- **Task requirements**
The expected answer is the set of lines in the data below between the line holding "Strong recommend we" and the line holding "Instrument and identify", inclusive, written out exactly.

Task material Start Marker

PR #4496, opened 2020-01-20
Issue 4495: Recording WARN and ERROR log entries as metrics.

### LINKED ISSUE #4495: Pravega Metrics for logged ERRORs and WARNs
**Problem description**
It would be nice if we could create 2 new metrics that tracked the number of errors and warning we log. This will enable us to quickly determine if we see an increase in errors (per component or overall) by looking at a metric dashboard.

**Problem location**
All components.

This can be done in a non-invasive way using the Log4j configuration:
1. Custom appender.
    - We create a custom appender  that implements `Appender<ILoggingEvent>`
    - We override the `Appender.doAppend(ILoggingEvent)` method and intercept only those events that have `getLevel()` equal to `Level.ERROR` or `Level.WARN`.
    - We create Counters (`logged_errors` and `logged_warnings`) and increment their value accordingly. For extra accuracy, we can pass `ILoggingEvent.getLoggerName()` as a custom tag so we can filter out by component.
2. Wire up custom appender using `logback.xml`:
    - Define custom appender `<appender name="Metrics" class="path-to-custom-appender-class">`
    - Link it up. Modify `<root level="...">` by adding `<appender-ref ref="Metrics"/>`

** Example implementation**

MetricsAppender.java
```
public class MetricsAppender implements ch.qos.logback.core.Appender<ILoggingEvent> {
    private static final DynamicLogger DYNAMIC_LOGGER = MetricsProvider.getDynamicLogger();

    @Override
    public String getName() {
        return "Metrics Appender";
    }

    @Override
    public void doAppend(ILoggingEvent o) throws LogbackException {
        if (o.getLevel() == Level.ERROR) {
            DYNAMIC_LOGGER.incCounterValue("logged_errors", 1, o.getLoggerName());
        } else if (o.getLevel() == Level.WARN) {
            DYNAMIC_LOGGER.incCounterValue("logged_warnings", 1, o.getLoggerName());
        }
    }

   // Removed unimplemented methods for brevity.
}
```

logback.xml
```
<configuration scan="true">
   <!-- All other appenders defined here -->

    <appender name="Metrics" class="io.pravega.segmentstore.server.host.MetricsAppender"/>
    <root level="${log.level:-DEBUG}">
        <appender-ref ref="consoleAppender"/> <!-- Preexisting appender -->
        <appender-ref ref="Metrics"/>
    </root>
</configuration>
```

andreipaduroiu:
**Change log description**  
- Recording all WARNs and ERRORs as metrics with logging class name and exception name as tags.

**Purpose of the change**  
Fixes #4495.

**What the code does**  
- Created a new Log Appender to intercept all log entries that have severity set to WARN or ERROR. 
- All these are reported into metrics via 2 distinct counters (one for WARN, one for ERROR), and using the source class/log name as a tag, and exception name (if any) as another tag.

**How to verify it**  
Unit tests updated. A longevity with metrics should also be run to verify this.

### DIFF
--- a/shared/metrics/src/main/java/io/pravega/shared/MetricsNames.java
+++ b/shared/metrics/src/main/java/io/pravega/shared/MetricsNames.java
@@ -64,6 +64,10 @@ public final class MetricsNames {
     // PREFIX can be loaded from config when config becomes dependency.
     public static final String PREFIX = "pravega" + ".";
 
+    // Metrics for all services
+    public static final String LOG_ERRORS = PREFIX + "logged_errors";     // Counter
+    public static final String LOG_WARNINGS = PREFIX + "logged_warnings"; // Counter
+
     // Metrics in Segment Store Service
     // Segment-related stats
     public static final String SEGMENT_CREATE_LATENCY = PREFIX + "segmentstore.segment.create_latency_ms";              // Histogram
--- a/build.gradle
+++ b/build.gradle
@@ -217,6 +217,7 @@ project ('shared:metrics') {
         compile group: 'io.micrometer', name: 'micrometer-registry-influx', version: micrometerVersion
         // https://mvnrepository.com/artifact/io.micrometer/micrometer-registry-influx/<micrometerVersion>
         compile project(':common')
+        compile group: 'ch.qos.logback', name: 'logback-classic', version: qosLogbackVersion
     }
 
     javadoc {
--- a/dist/conf/logback.xml
+++ b/dist/conf/logback.xml
@@ -36,8 +36,11 @@ You may obtain a copy of the License at
         </encoder>
     </appender>
 
+    <appender name="Metrics" class="io.pravega.shared.metrics.MetricsLogAppender"/>
+
     <root level="${log.level:-INFO}">
         <appender-ref ref="consoleAppender"/>
         <appender-ref ref="FILE"/>
+        <appender-ref ref="Metrics"/>
     </root>
 </configuration>
--- a/shared/metrics/src/main/java/io/pravega/shared/MetricsTags.java
+++ b/shared/metrics/src/main/java/io/pravega/shared/MetricsTags.java
@@ -28,6 +28,7 @@ public final class MetricsTags {
     public static final String TAG_SEGMENT = "segment";
     public static final String TAG_TRANSACTION = "transaction";
     public static final String TAG_EPOCH = "epoch";
+    public static final String TAG_CLASS = "class";
 
     private static final String TRANSACTION_DELIMITER = "#transaction.";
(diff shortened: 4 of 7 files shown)


RaulGracia:
@andreipaduroiu this proposal is really great. If we could get as a tag not only the class logger sending the log (to know the component originating the error/warn), but also the exception being thrown it would be great because:
1) We could see in the dashboard at the same time "which" component is experiencing problems and "what" is the problem being thrown.
2) We could create alerts based on logged exceptions (e.g., if we find `DataCorruptionException` send alert).

shared/metrics/src/main/java/io/pravega/shared/MetricsNames.java
```diff
@@ -64,6 +64,10 @@
     // PREFIX can be loaded from config when config becomes dependency.
     public static final String PREFIX = "pravega" + ".";
 
+    // Metrics for all services
+    public static final String LOG_ERRORS = PREFIX + "logged_errors";     // Counter
```
kevinhan88: Why not just name as ERROR_COUNTER, WARN_COUNTER? LOG_ERRORS sounds logs more than counter.

kevinhan88:
Yes this approach to generate summary of Error/Warnings, together with another initiative to export all logs as metrics, could potentially change the way we view and use logs. I'm also eager to see how it helps.

kevinhan88:
Strong recommend we implement this as Rate (Meter) instead of Counter, thinking the eventual use case:
Counter only gives us the total of errors/warns ever since.
Rate tells us not only the total, but also the distribution of them, which is even more useful for us to spot the patterns.

shared/metrics/src/main/java/io/pravega/shared/MetricsNames.java
andreipaduroiu: That would be inconsistent with the naming of the other metrics defined in this class.

Plus, I want the name "Log" in it so that I can make it clear that the source of the information is the logs, and not something else.

kevinhan88:
I suggested the rewording of the original issue as below:
It would be nice if we could create 2 new metrics that track events of errors and warning ...

RaulGracia:
I have tested this PR and it works fine, this will be very useful to understand rapidly the problems of the system:
log-metrics

RaulGracia:
@andreipaduroiu one question: should we also add `CRITICAL` messages to this PR? I don't know how widely used are they in our code base, but perhaps we should move some `ERROR` messages to `CRITICAL` (in another PR, of course).

andreipaduroiu:
@RaulGracia 
We don't use CRITICAL in our code base. Just TRACE, DEBUG, INFO, WARN and ERROR. So I think we should be good for now.

PR #4499, opened 2020-01-21
Issue 4456: Consolidate get active txn calls during commit transactions for multiple transactions

### LINKED ISSUE #4456: Transaction Create and Commit Performance and back pressure
**Problem description**
We have a relatively low rate of transactions per second. Expectedly, it goes down further with larger number of segments as well. 

Instrument and identify bottlenecks and improve transaction creation and commit. 

One obvious improvement is to consolidate metadata updates for batch of transactions in Commit Workflow. (this will reduce number of calls to segment store and gain some performance for PravegaTables based store. It wont improve anything for zookeeper based store though). 

Another improvement could to be reduce number of wire calls we make to commit transactions - currently we identify a batch of transactions and then make calls to merge segments one after the other honoring transaction commit order. This can be consolidated into single merge call per stream segment which sends a list of txn segments to be merged. 

Other than the improvements, we also need a way to induce back pressures on create transactions. Otherwise if the rate of creation and faster than the rate at which transactions are committed, we can possibly have an ever growing backlog of transactions to be committed. 
The problem really comes in because we merge transactions in order which means though multiple transactions can be created concurrently, they can only be merged one transaction at a time. 
Take for example 10 writers, each creating transactions and writing data and then calling commit on them. So we have 10 transactions that were created concurrently and their commits were issued in some order. Since the transactions are committed one after another, even though transactions were marked for committing together, the commit latency of transactions will include latencies in committing all previous transactions. This can lead to an ever increasing backlog. 

One idea for backpressure would be to put `create transactions` requests serialized with commits workflows, such that they are executed on the same event processor. This way we can automatically slow down transaction creation until previous commits are performed. 
This will be detrimental to performance though as transactions lifecycle may increase even further. So we need to look at other approaches which induce some back pressures without affecting performance in regular cases. 

**Problem location**
Controller's transaction related workflows

Improve the performance

shiveshr:
**Change log description**  
Contains first set of improvements to transaction commit where we consolidate multiple (parallel) requests into pravega tables into a single request.

**Purpose of the change**  
Partially Fixes #4456

**What the code does**  
During commit workflow execution we find all transactions in committing state and batch them and perform commit on this batch of transactions one after another. 
This has one minor optimization where we earlier retrieve transaction metadata from the store by making multiple calls into the store for each transaction in lowest epoch. With this change we make a single readTableKeys call where we read multiple keys in a single request instead. 
The gains will not be too significant as we made those calls in parallel earlier, but it reduces the number of store requests we make to segment store. 

As follow up, we will add some more improvements to transaction commits to consolidate merge segment requests as well. 

**How to verify it**  
Unit tests added.


shrids:
System test run with this changeset was successful.

PR #4525, opened 2020-01-27
Issue:  Prevent readers from waiting indefinitely if there is a partial/no response from the Segment Store.

shrids:
(Under discussion)

**Change log description**  
- Ensure Revisioned Stream resends the read request if the Segment store does not respond within 30 seconds after confirmation that the write-offset is greater than the current read-offset.
- Ensure the Event Stream Reader resends the read request if the complete WireCommand frame is not received within 30 seconds.

**Purpose of the change**  
Fixes #

**What the code does**  
This PR is in continuation of PR #4430. During the longevity testing of Pravega, we have observed scenarios where part of the WireCommand is never received by the client. This is observed post a network glitch on a Pravega cluster deployment that uses SDN with load balancers. The underlying network connection was never dropped nor did the packet arrive at the client. This PR addresses this issue which can potentially cause the readers to be stuck waiting for the last part of the data.

This change ensures the following:

- RevisionedStreamClient now resends the read request if there is no response from SSS. This resend logic is invoked only after the SegmentMetaClient confirms that the write-offset > the current read-offset i.e. the SSS has the data.
- Event StreamReader now resends the read request in the case of partial WireCommand frames being received by the client. Here too we are sure that the SSS has the data.

Note: A warning message indicating the partial response will be logged by the client along with the missing bytes.

**How to verify it**  
All the existing and newly added tests should continue to work.

### DIFF
--- a/client/src/main/java/io/pravega/client/segment/impl/EventSegmentReaderImpl.java
+++ b/client/src/main/java/io/pravega/client/segment/impl/EventSegmentReaderImpl.java
@@ -29,7 +29,8 @@ import lombok.extern.slf4j.Slf4j;
 @ToString
 class EventSegmentReaderImpl implements EventSegmentReader {
 
-    // Flaky network
+    /* Partial data timeout. This timeout is the maximum amount of time the reader will wait in the case of
+     * partial data being received by the client. After this timeout the client will resend the request. */
     private static final long READ_TIMEOUT_MS = 500;
 
     @GuardedBy("$lock")
@@ -92,7 +93,7 @@ class EventSegmentReaderImpl implements EventSegmentReader {
         }
         while (headerReadingBuffer.hasRemaining()) {
             if (in.read(headerReadingBuffer, READ_TIMEOUT_MS) == 0) {
-                log.warn("Timeout out while trying to read WireCommand headers during read of segment {} at offset {}",
+                log.warn("Timeout out while trying to read WireCommand header during read of segment {} at offset {}",
                         in.getSegmentId(), in.getOffset());
                 throw new TimeoutException("Timeout while trying to read WireCommand headers");
             }
--- a/client/src/main/java/io/pravega/client/segment/impl/EventSegmentReaderImpl.java
+++ b/client/src/main/java/io/pravega/client/segment/impl/EventSegmentReaderImpl.java
@@ -73,7 +73,7 @@ class EventSegmentReaderImpl implements EventSegmentReader {
             return result;
         } catch (TimeoutException e) {
             timeout = true;
-            log.warn("Timeout observed while trying to read data from Segment store, the read request will be retransmitted. Details: {}", e.getMessage());
+            log.warn("Timeout observed while trying to read data from Segment store, the read request will be retransmitted");
             return null;
         } finally {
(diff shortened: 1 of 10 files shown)


client/src/main/java/io/pravega/client/segment/impl/EventSegmentReaderImpl.java
```diff
@@ -28,6 +29,10 @@
 @ToString
 class EventSegmentReaderImpl implements EventSegmentReader {
 
+    /* Partial data timeout. This timeout is the maximum amount of time the reader will wait in the case of
+     * partial data being received by the client. After this timeout the client will resend the request. */
+    static final long READ_TIMEOUT_MS = 500;
```
tkaitchuck: This seems really aggressive. I don't see any reason this should be more aggressive than or different from `RevisionedStreamClientImpl.READ_TIMEOUT_MS`. In both cases we know the server has data and we are waiting to receive it.

client/src/main/java/io/pravega/client/segment/impl/EventSegmentReaderImpl.java
```diff
@@ -54,30 +59,44 @@ public long getOffset() {
...
+        } catch (TimeoutException e) {
+            timeout = true;
+            log.warn("Timeout observed while trying to read data from Segment store, the read request will be retransmitted. Details: {}", e.getMessage());
+            return null;
         } finally {
-            LoggerHelpers.traceLeave(log, "read", traceId, in.getSegmentId(), originalOffset, timeout, success);
+            LoggerHelpers.traceLeave(log, "read", traceId, in.getSegmentId(), originalOffset, firstByteTimeoutMillis, success);
             if (!success) {
-                in.setOffset(originalOffset);
+                if (timeout) {
```
tkaitchuck: I think this can be simplified to: `in.setOffset(originalOffset, timeout);`

client/src/main/java/io/pravega/client/segment/impl/EventSegmentReaderImpl.java
```diff
@@ -54,30 +59,44 @@ public long getOffset() {
...
-        int read = in.read(headerReadingBuffer, timeout);
+        int read = in.read(headerReadingBuffer, firstByteTimeoutMillis);
         if (read == 0) {
+            // a resend will not be triggered in-case of a firstByteTimeout.
             return null;
         }
         while (headerReadingBuffer.hasRemaining()) {
-            in.read(headerReadingBuffer, Long.MAX_VALUE);
+            if (in.read(headerReadingBuffer, READ_TIMEOUT_MS) == 0) {
+                log.warn("Timeout out while trying to read WireCommand header during read of segment {} at offset {}",
```
tkaitchuck: Given three instances of this if and throw, it probably makes sense to have a private method.

client/src/main/java/io/pravega/client/segment/impl/EventSegmentReaderImpl.java
shrids: ok.Changed it to 30 seconds.

shrids:
System tests were successful with this changeset ref: `test-pravega-continuous-1/559/`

Task material End Marker

- **Your response**
Strong recommend we implement this as Rate (Meter) instead of Counter, thinking the eventual use case:
Counter only gives us the total of errors/warns ever since.
Rate tells us not only the total, but also the distribution of them, which is even more useful for us to spot the patterns.

shared/metrics/src/main/java/io/pravega/shared/MetricsNames.java
andreipaduroiu: That would be inconsistent with the naming of the other metrics defined in this class.

Plus, I want the name "Log" in it so that I can make it clear that the source of the information is the logs, and not something else.

kevinhan88:
I suggested the rewording of the original issue as below:
It would be nice if we could create 2 new metrics that track events of errors and warning ...

RaulGracia:
I have tested this PR and it works fine, this will be very useful to understand rapidly the problems of the system:
log-metrics

RaulGracia:
@andreipaduroiu one question: should we also add `CRITICAL` messages to this PR? I don't know how widely used are they in our code base, but perhaps we should move some `ERROR` messages to `CRITICAL` (in another PR, of course).

andreipaduroiu:
@RaulGracia 
We don't use CRITICAL in our code base. Just TRACE, DEBUG, INFO, WARN and ERROR. So I think we should be good for now.

PR #4499, opened 2020-01-21
Issue 4456: Consolidate get active txn calls during commit transactions for multiple transactions

### LINKED ISSUE #4456: Transaction Create and Commit Performance and back pressure
**Problem description**
We have a relatively low rate of transactions per second. Expectedly, it goes down further with larger number of segments as well. 

Instrument and identify bottlenecks and improve transaction creation and commit. 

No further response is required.